(Goal of the exercise) From the entries below, reproduce exactly the line containing "PR #431, opened 2025-10-21", the line containing "for method overriding.", and every line in between, with nothing added.

- - -

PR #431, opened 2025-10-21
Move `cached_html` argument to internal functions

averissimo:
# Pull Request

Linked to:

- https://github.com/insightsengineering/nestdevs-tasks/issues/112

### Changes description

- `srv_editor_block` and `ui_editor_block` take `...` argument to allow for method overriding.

- - -

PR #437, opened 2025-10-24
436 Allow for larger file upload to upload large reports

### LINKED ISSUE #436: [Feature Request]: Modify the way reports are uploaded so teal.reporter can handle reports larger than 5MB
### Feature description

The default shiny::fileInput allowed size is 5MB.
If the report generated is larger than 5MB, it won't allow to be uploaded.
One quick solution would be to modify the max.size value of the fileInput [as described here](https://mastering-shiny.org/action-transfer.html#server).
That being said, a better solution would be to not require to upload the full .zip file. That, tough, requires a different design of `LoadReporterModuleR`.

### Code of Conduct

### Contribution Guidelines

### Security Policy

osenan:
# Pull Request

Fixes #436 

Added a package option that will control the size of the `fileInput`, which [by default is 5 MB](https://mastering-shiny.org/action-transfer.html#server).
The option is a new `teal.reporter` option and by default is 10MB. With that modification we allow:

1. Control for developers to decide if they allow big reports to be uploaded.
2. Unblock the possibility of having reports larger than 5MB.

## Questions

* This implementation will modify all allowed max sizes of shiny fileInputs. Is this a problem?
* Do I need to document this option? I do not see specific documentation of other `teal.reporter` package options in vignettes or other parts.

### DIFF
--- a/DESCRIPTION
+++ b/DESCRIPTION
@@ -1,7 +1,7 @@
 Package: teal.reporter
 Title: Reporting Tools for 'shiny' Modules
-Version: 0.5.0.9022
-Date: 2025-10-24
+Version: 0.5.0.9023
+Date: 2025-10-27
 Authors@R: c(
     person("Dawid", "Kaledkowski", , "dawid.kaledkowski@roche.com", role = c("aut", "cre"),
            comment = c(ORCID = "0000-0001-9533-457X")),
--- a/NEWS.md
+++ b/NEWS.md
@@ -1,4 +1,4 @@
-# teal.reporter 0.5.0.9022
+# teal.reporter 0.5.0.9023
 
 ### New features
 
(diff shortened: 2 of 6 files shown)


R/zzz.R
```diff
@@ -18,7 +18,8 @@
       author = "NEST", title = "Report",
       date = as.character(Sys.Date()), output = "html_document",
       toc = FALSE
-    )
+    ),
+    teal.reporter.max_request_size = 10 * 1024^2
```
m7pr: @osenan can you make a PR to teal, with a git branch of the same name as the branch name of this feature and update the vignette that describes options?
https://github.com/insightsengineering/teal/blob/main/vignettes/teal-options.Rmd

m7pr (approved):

- - -

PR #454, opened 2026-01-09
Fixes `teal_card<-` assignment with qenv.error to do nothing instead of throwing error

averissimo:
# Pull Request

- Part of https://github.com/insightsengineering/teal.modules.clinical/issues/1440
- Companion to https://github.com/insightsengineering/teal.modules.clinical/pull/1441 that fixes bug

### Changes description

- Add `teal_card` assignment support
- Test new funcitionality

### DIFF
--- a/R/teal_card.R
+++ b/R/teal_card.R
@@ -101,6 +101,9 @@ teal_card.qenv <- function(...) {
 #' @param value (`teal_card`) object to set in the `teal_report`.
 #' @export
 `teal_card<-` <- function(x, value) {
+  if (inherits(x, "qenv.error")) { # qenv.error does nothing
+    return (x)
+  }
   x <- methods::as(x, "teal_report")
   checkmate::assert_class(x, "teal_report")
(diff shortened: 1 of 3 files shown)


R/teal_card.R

- - -

(Task result)
PR #431, opened 2025-10-21
Move `cached_html` argument to internal functions

averissimo:
# Pull Request

Linked to:

- https://github.com/insightsengineering/nestdevs-tasks/issues/112

### Changes description

- `srv_editor_block` and `ui_editor_block` take `...` argument to allow for method overriding.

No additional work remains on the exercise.